Keywords: Inverse, LU Factorization, Homogeneous Coordinates, Perspective Projections, Rank
This is the Chapter2 ReadingNotes from book Linear Algebra and its Application.
Matrix Operation
$$
\begin{aligned}
&AB \neq BA
\\
&AB = AC,it’s \space not \space true \space B = C
\\
&AB = 0, it’s \space not \space true \space A = 0 \space or \space B = 0
\\
&(A^T)^T = A
\\
&(A+B)^T = A^T+B^T
\\
&(AB)^T = B^TA^T
\\
&A(BC) = (AB)C
\end{aligned}
$$
- The fastest way to obtain $AB$ on a computer depends on the way in which the computer stores matrices in its memory. The standard high-performance algorithms, such as in LAPACK, calculate $AB$ by columns, as in our definition of the product. (A version of LAPACK written in C++ calculates $AB$ by rows.)

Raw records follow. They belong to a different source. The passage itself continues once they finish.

PR #760, opened 2019-01-22
Regen

GuillaumeGomez:
I had to remove functions from manual code since they're now generated. We can say that's a great achievement! :D

cc @sdroege @EPashkin


src/auto/cell_layout.rs
```diff
@@ -94,9 +97,31 @@ impl<O: IsA<CellLayout>> CellLayoutExt for O {
     //    unsafe { TODO: call ffi::gtk_cell_layout_set_attributes() }
     //}
 
-    //fn set_cell_data_func<'a, P: IsA<CellRenderer>, Q: Into<Option<&'a /*Unimplemented*/CellLayoutDataFunc>>, R: Into<Option</*Unimplemented*/Fundamental: Pointer>>>(&self, cell: &P, func: Q, func_data: R, destroy: /*Unknown conversion*//*Unimplemented*/DestroyNotify) {
-    //    unsafe { TODO: call ffi::gtk_cell_layout_set_cell_data_func() }
-    //}
+    fn set_cell_data_func<P: IsA<CellRenderer>, Q: Fn(&CellLayout, &CellRenderer, &TreeModel, &TreeIter) + Send + Sync + 'static, R: Into<Option<Q>>>(&self, cell: &P, func: R) {
```
EPashkin: Send+Sync?

src/auto/clipboard.rs
```diff
@@ -49,21 +50,70 @@ impl Clipboard {
...
+        let super_callback0: Box_<Option<P>> = callback_data;
+        unsafe {
+            ffi::gtk_clipboard_request_image(self.to_glib_none().0, callback, Box::into_raw(super_callback0) as *mut _);
+        }
+    }
 
-    //pub fn request_rich_text<P: IsA<TextBuffer>>(&self, buffer: &P, callback: /*Unknown conversion*//*Unimplemented*/ClipboardRichTextReceivedFunc) {
-    //    unsafe { TODO: call ffi::gtk_clipboard_request_rich_text() }
-    //}
+    pub fn request_rich_text<P: IsA<TextBuffer>, Q: FnOnce(&Clipboard, &gdk::Atom, GString, usize) + 'static>(&self, buffer: &P, callback: Q) {
```
EPashkin: GString again, will need regen.

src/auto/list_box.rs
```diff
@@ -302,10 +301,21 @@ impl<O: IsA<ListBox>> ListBoxExt for O {
         }
     }
 
-    //#[cfg(any(feature = "v3_14", feature = "dox"))]
-    //fn selected_foreach<P: Into<Option</*Unimplemented*/Fundamental: Pointer>>>(&self, func: /*Unknown conversion*//*Unimplemented*/ListBoxForeachFunc, data: P) {
-    //    unsafe { TODO: call ffi::gtk_list_box_selected_foreach() }
-    //}
+    #[cfg(any(feature = "v3_14", feature = "dox"))]
+    fn selected_foreach<P: FnMut(&ListBox, &ListBoxRow)>(&self, func: P) {
```
EPashkin: We lost `IsA<ListBox>` here.

src/auto/widget.rs
```diff
@@ -901,10 +901,30 @@ impl<O: IsA<Widget>> WidgetExt for O {
         }
     }
 
-    //#[cfg(any(feature = "v3_8", feature = "dox"))]
-    //fn add_tick_callback(&self, callback: /*Unknown conversion*//*Unimplemented*/TickCallback, notify: /*Unknown conversion*//*Unimplemented*/DestroyNotify) -> u32 {
-    //    unsafe { TODO: call ffi::gtk_widget_add_tick_callback() }
-    //}
+    #[cfg(any(feature = "v3_8", feature = "dox"))]
+    fn add_tick_callback<P: Fn(&Widget, &gdk::FrameClock) -> bool + 'static>(&self, callback: P) -> u32 {
```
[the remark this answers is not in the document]
EPashkin: Added issue #761 For not forget do this someday (not in this PR).

src/auto/cell_layout.rs
sdroege: Yes that's wrong. Where does that come from? :)

src/auto/widget.rs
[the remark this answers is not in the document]
sdroege: Yes, ignore it for now please. Or fix it by manually implementing

src/auto/calendar.rs
```diff
@@ -200,9 +201,28 @@ impl<O: IsA<Calendar>> CalendarExt for O {
         }
     }
 
-    //fn set_detail_func<P: Into<Option</*Unimplemented*/Fundamental: Pointer>>>(&self, func: /*Unknown conversion*//*Unimplemented*/CalendarDetailFunc, data: P, destroy: /*Unknown conversion*//*Unimplemented*/DestroyNotify) {
-    //    unsafe { TODO: call ffi::gtk_calendar_set_detail_func() }
-    //}
+    fn set_detail_func<P: Fn(&Calendar, u32, u32, u32) -> String + 'static>(&self, func: P) {
```
sdroege: Why does this not return a `GString`, but for parameters we use `GString`? :)

src/auto/cell_layout.rs
```diff
@@ -94,9 +97,31 @@ impl<O: IsA<CellLayout>> CellLayoutExt for O {
...
+            let tree_model = from_glib_borrow(tree_model);
+            let iter = from_glib_borrow(iter);
+            let callback: &Box_<Option<Q>> = &*(data as *mut _);
+            if let Some(ref callback) = **callback {
+                callback(&cell_layout, &cell, &tree_model, &iter)
+            } else {
+                panic!("cannot get closure...")
+            };
+        }
+        let func = if func_data.is_some() { Some(func_func::<P, Q> as _) } else { None };
```
sdroege: Why does this have a `as _` btw? That case should not have any effect

src/auto/cell_layout.rs
```diff
@@ -94,9 +97,31 @@ impl<O: IsA<CellLayout>> CellLayoutExt for O {
...
-    //}
+    fn set_cell_data_func<P: IsA<CellRenderer>, Q: Fn(&CellLayout, &CellRenderer, &TreeModel, &TreeIter) + Send + Sync + 'static, R: Into<Option<Q>>>(&self, cell: &P, func: R) {
+        let func = func.into();
+        let func_data: Box_<Option<Q>> = Box::new(func.into());
+        unsafe extern "C" fn func_func<P: IsA<CellRenderer>, Q: Fn(&CellLayout, &CellRenderer, &TreeModel, &TreeIter) + Send + Sync + 'static>(cell_layout: *mut ffi::GtkCellLayout, cell: *mut ffi::GtkCellRenderer, tree_model: *mut ffi::GtkTreeModel, iter: *mut ffi::GtkTreeIter, data: glib_ffi::gpointer) {
+            let cell_layout = from_glib_borrow(cell_layout);
+            let cell = from_glib_borrow(cell);
+            let tree_model = from_glib_borrow(tree_model);
+            let iter = from_glib_borrow(iter);
+            let callback: &Box_<Option<Q>> = &*(data as *mut _);
```
sdroege: This is wrong. You have a `Box<Option<Q>>` converted to a pointer, which then would be `*mut Option<Q>`. And here you convert that to a `&Box<Option<Q>>`. That's one pointer indirection too much, it should only be `&Option<Q>`.

src/auto/cell_area.rs
```diff
@@ -237,13 +237,37 @@ impl<O: IsA<CellArea>> CellAreaExt for O {
...
     }
 
-    //fn foreach<P: Into<Option</*Unimplemented*/Fundamental: Pointer>>>(&self, callback: /*Unknown conversion*//*Unimplemented*/CellCallback, callback_data: P) {
-    //    unsafe { TODO: call ffi::gtk_cell_area_foreach() }
-    //}
+    fn foreach<P: FnMut(&CellRenderer) -> bool>(&self, callback: P) {
+        let callback_data: Option<P> = callback.into();
+        unsafe extern "C" fn callback_func<P: FnMut(&CellRenderer) -> bool>(renderer: *mut ffi::GtkCellRenderer, data: glib_ffi::gpointer) -> glib_ffi::gboolean {
+            let renderer = from_glib_borrow(renderer);
+            let callback: *mut P = data as *const _ as usize as *mut P;
```
sdroege: This is wrong. The `user_data` is a `&Option<P>`, i.e. `*mut Option<P>` or whatever. You dropped the `Option<_>` part here.

sdroege: Also unclear why it's an `Option<_>` at all as the function is not optional :)

src/auto/flow_box.rs
```diff
@@ -215,7 +215,7 @@ pub trait FlowBoxExt: 'static {
 
 impl<O: IsA<FlowBox>> FlowBoxExt for O {
     //#[cfg(any(feature = "v3_18", feature = "dox"))]
-    //fn bind_model<'a, P: IsA</*Ignored*/gio::ListModel> + 'a, Q: Into<Option<&'a P>>>(&self, model: Q, create_widget_func: /*Unknown conversion*//*Unimplemented*/FlowBoxCreateWidgetFunc, user_data_free_func: /*Unknown conversion*//*Unimplemented*/DestroyNotify) {
+    //fn bind_model<P: Fn(&glib::Object) -> Widget + 'static>(&self, model: /*Ignored*/Option<&gio::ListModel>, create_widget_func: P) {
```
sdroege: Why can't this be generated? Looks like it only need `gio.ListModel` to be added to the manual section of the toml

src/auto/calendar.rs
EPashkin: Because there for trampolines we decode that returning String instead GString better, don't remember reasoning.
So hack added in https://github.com/gtk-rs/gir/blob/master/src/codegen/return_value.rs#L19.

EPashkin: .. and as you say in https://github.com/gtk-rs/gio/pull/183#discussion_r249974199 we need use `&str` as parameter instead GString.

src/auto/cell_area.rs
GuillaumeGomez: It's not anymore. :)

src/auto/cell_layout.rs
GuillaumeGomez: If I don't put it:

```
error[E0308]: mismatched types
   --> src/auto/cell_layout.rs:122:117
    |
122 |             ffi::gtk_cell_layout_set_cell_data_func(self.as_ref().to_glib_none().0, cell.as_ref().to_glib_none().0, func, Box::into_raw(super_callback0) as *mut _, destroy_call4);
    |                                                                                                                     ^^^^ expected fn pointer, found fn item
    |
    = note: expected type `std::option::Option<unsafe extern "C" fn(*mut ffi::GtkCellLayout, *mut ffi::GtkCellRenderer, *mut ffi::GtkTreeModel, *mut ffi::GtkTreeIter, *mut libc::c_void)>`
               found type `std::option::Option<unsafe extern "C" fn(*mut ffi::GtkCellLayout, *mut ffi::GtkCellRenderer, *mut ffi::GtkTreeModel, *mut ffi::GtkTreeIter, *mut libc::c_void) {<O as auto::cell_layout::CellLayoutExt>::set_cell_data_func::func_func::<P, Q>}>`

```

sdroege: Wat? This probably works if you directly put `Some(the_actual_function::<P, Q>)` here instead of first going via a variable, can you confirm?

src/auto/cell_layout.rs
```diff
@@ -94,9 +97,31 @@ impl<O: IsA<CellLayout>> CellLayoutExt for O {
...
+            } else {
+                panic!("cannot get closure...")
+            };
+        }
+        let func = if func_data.is_some() { Some(func_func::<P, Q> as _) } else { None };
+        unsafe extern "C" fn destroy_func<P: IsA<CellRenderer>, Q: Fn(&CellLayout, &CellRenderer, &TreeModel, &TreeIter) + 'static>(data: glib_ffi::gpointer) {
+            let _callback: Box_<Q> = Box_::from_raw(data as *mut _);
+        }
+        let destroy_call4 = Some(destroy_func::<P, Q> as _);
+        let super_callback0: Box_<Option<Q>> = func_data;
```
EPashkin: Conflict with `let _callback: Box_<Q> = Box_::from_raw(data as *mut _);` in destroy_func

src/auto/combo_box.rs
```diff
@@ -409,9 +409,25 @@ impl<O: IsA<ComboBox>> ComboBoxExt for O {
...
+            let callback: &P = &*(data as *mut _);
+            let res = (*callback)(&model, &iter);
+            res.to_glib()
+        }
+        let func = Some(func_func::<P> as _);
+        unsafe extern "C" fn destroy_func<P: Fn(&TreeModel, &TreeIter) -> bool + 'static>(data: glib_ffi::gpointer) {
+            let _callback: Box_<Option<P>> = Box_::from_raw(data as *mut _);
+        }
+        let destroy_call3 = Some(destroy_func::<P> as _);
+        let super_callback0: Box_<P> = func_data;
```
EPashkin: Inverse confilct with destroy_func, maybe bad flag using?

src/auto/cell_layout.rs
sdroege: Well, it does the same if the value is not `None` in this case. If it's `None` you might free a `NULL` pointer instead :)

GuillaumeGomez: I still don't get it...

sdroege: It's `Box<Q>` in the destroy notify but you create a `Box<Option<Q>>` and pass that to it. The types don't match. In the closure trampoline the types match

GuillaumeGomez: Ooooooh!

GuillaumeGomez: Fixed.

EPashkin: Big thanks, we near final 🚀

sdroege:
:+1:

- The definition of $AB$ lends itself well to parallel processing on a computer. The columns of $B$ are assigned individually or in groups to different processors, which independently and hence simultaneously compute the corresponding columns of $AB$.
The Inverse of Matrix
An $n \times n$ matrix $A$ is said to be invertible if there is an $n \times n$ matrix $C$ such that
$$
CA = I \space and \space AC = I
$$
A matrix that is not invertible is sometimes called a singular matrix, and an invertible matrix is called a nonsingular matrix.
一个不可逆的矩阵有时被称为奇异矩阵,一个可逆的矩阵被称为非奇异矩阵
$$
\begin{aligned}
& A = \begin{bmatrix}a & b \\ c & d\end{bmatrix}. \space
if \space ad - bc \neq 0, A \space is\space invertible
\\
& A^{-1} = \frac{1}{ad-bc}\begin{bmatrix}d & -b \\ -c & a\end{bmatrix}
\\
a& d - bc = 0 , A\space is \space not \space invertible
\\
& det A = ad - bc(行列式)
\end{aligned}
$$
If $A$ is an invertible $n \times n$ matrix, then for each $\vec{b}$ in $R^n$, the equation $A\vec{x} = \vec{b}$ has the unique solution $\vec{x} = A^{-1}\vec{b}$.
$$
(A^{-1})^{-1} = A
\\
(AB)^{-1} = B^{-1}A^{-1}
\\
(A^T)^{-1} = (A^{-1})^T
\\
$$
An $n \times n$ matrix $A$ is invertible if and only if $A$ is row equivalent to $I_n$, and in this case, any sequence of elementary row operations that reduces A to $I_n$ also transforms $I_n$ into $A^{-1}$.
💡For example💡:
transform $E_1$ to $I$, get $I$ to $E_1^{-1}$:
$$
E_1 = \begin{bmatrix}1 & 0 & 0 \\ 0 & 1 & 0 \\ -4 & 0 & 1\end{bmatrix},
E_1^{-1} = \begin{bmatrix}1 & 0 & 0 \\ 0 & 1 & 0 \\ 4 & 0 & 1\end{bmatrix}
$$
An algorithm for Finding $A^{-1}$
Row reduce the augmented matrix $\begin{bmatrix}A & I\end{bmatrix}$. If $A$ is row equivalent to $I$, then $\begin{bmatrix}A & I\end{bmatrix}$ is row equivalent to $\begin{bmatrix}I & A^{-1}\end{bmatrix}$. Other wise, A does not have an inverse.
💡For example💡:
Find the Inverse of the matrix A = $\begin{bmatrix}0 & 1 & 2\\1 & 0 & 3\\4 & -3 & 8\end{bmatrix}$, if it exists.
$$
\begin{bmatrix}A & I\end{bmatrix} =
\begin{bmatrix}0 & 1 & 2 & 1 & 0 & 0\\1 & 0 & 3 & 0 & 1 & 0\\4 & -3 & 8 & 0 & 0 & 1\end{bmatrix}
\sim
\begin{bmatrix}1 & 0 & 0 & \frac{-9}{2} & 7 & \frac{-3}{2}\\0 & 1 & 0 & -2 & 4 & -1\\0 & 0 & 1 & \frac{3}{2} & -2 & \frac{1}{2}\end{bmatrix}
\longrightarrow
A^{-1} = \begin{bmatrix}\frac{-9}{2} & 7 & \frac{-3}{2}\\ -2 & 4 & -1\\ \frac{3}{2} & -2 & \frac{1}{2}\end{bmatrix}
$$
Characterizations of Inversible Matrix
注意,这些性质的应用必须是n $\times$ n的矩阵
Let $A$ be a square $n \times n$ matrix. Then the following statements are equivalent. That is, for a given $A$, the statements are either all true or all false.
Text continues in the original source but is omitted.